[Dataset records]
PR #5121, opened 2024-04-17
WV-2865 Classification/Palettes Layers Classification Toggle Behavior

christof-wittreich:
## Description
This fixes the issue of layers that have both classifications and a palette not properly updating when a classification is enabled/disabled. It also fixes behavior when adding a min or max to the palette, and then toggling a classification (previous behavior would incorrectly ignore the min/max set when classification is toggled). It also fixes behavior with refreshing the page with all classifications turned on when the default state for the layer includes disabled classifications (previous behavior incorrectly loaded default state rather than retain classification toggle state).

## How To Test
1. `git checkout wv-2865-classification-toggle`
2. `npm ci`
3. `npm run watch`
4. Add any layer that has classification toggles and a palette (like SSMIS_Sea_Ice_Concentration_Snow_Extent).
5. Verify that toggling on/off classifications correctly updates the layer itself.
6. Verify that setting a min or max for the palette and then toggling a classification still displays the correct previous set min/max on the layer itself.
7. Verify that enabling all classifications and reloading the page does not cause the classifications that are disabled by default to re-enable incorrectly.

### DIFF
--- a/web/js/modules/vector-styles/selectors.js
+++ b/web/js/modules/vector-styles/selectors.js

==

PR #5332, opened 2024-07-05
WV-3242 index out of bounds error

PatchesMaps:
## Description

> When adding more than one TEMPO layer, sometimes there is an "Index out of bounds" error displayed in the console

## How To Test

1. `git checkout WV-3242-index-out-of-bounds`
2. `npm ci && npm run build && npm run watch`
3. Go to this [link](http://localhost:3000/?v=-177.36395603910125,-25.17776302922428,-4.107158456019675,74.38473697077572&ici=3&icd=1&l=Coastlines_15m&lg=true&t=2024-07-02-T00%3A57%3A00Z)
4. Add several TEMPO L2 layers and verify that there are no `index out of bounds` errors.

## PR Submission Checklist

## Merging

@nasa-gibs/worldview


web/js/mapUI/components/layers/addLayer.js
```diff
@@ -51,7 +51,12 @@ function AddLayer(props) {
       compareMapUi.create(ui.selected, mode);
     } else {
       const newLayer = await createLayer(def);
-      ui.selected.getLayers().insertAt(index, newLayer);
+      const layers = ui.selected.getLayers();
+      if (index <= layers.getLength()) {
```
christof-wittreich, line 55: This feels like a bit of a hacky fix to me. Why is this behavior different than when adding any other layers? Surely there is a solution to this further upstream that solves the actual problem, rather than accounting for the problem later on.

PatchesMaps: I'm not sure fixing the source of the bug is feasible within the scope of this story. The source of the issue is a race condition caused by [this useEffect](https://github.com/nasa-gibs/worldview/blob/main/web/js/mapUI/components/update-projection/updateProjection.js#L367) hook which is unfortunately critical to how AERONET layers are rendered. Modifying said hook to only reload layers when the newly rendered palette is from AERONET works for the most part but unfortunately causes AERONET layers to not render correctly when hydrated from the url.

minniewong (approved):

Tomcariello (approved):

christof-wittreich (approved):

--

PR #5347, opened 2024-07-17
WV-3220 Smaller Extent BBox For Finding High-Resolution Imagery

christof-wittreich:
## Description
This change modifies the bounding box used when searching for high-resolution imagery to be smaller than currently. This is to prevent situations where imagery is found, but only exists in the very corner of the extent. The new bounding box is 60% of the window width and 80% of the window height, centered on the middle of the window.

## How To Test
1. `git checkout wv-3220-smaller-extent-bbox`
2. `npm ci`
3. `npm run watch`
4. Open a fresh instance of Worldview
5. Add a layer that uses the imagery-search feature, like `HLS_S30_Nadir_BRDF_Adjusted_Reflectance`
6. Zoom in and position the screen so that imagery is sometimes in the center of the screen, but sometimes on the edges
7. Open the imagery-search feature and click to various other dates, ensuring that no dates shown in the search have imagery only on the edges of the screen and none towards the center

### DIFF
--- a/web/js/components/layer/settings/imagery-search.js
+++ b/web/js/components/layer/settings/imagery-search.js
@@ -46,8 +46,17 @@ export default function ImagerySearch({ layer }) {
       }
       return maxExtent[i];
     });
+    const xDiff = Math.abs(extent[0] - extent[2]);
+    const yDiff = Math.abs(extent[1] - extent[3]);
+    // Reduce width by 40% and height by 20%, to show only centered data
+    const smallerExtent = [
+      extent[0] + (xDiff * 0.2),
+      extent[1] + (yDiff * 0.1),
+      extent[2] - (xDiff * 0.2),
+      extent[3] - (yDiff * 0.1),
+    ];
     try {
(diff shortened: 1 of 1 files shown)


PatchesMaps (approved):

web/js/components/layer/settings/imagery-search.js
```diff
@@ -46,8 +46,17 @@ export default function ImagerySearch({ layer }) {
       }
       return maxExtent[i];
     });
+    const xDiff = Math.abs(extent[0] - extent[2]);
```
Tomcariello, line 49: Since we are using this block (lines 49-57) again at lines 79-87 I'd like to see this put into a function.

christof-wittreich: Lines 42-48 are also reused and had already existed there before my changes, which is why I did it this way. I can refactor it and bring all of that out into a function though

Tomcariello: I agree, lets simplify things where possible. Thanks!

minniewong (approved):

• **Exercise description**:
A single number is the expected answer: how many lines of the records above contain the word "classifications".

• **Answer box**:
3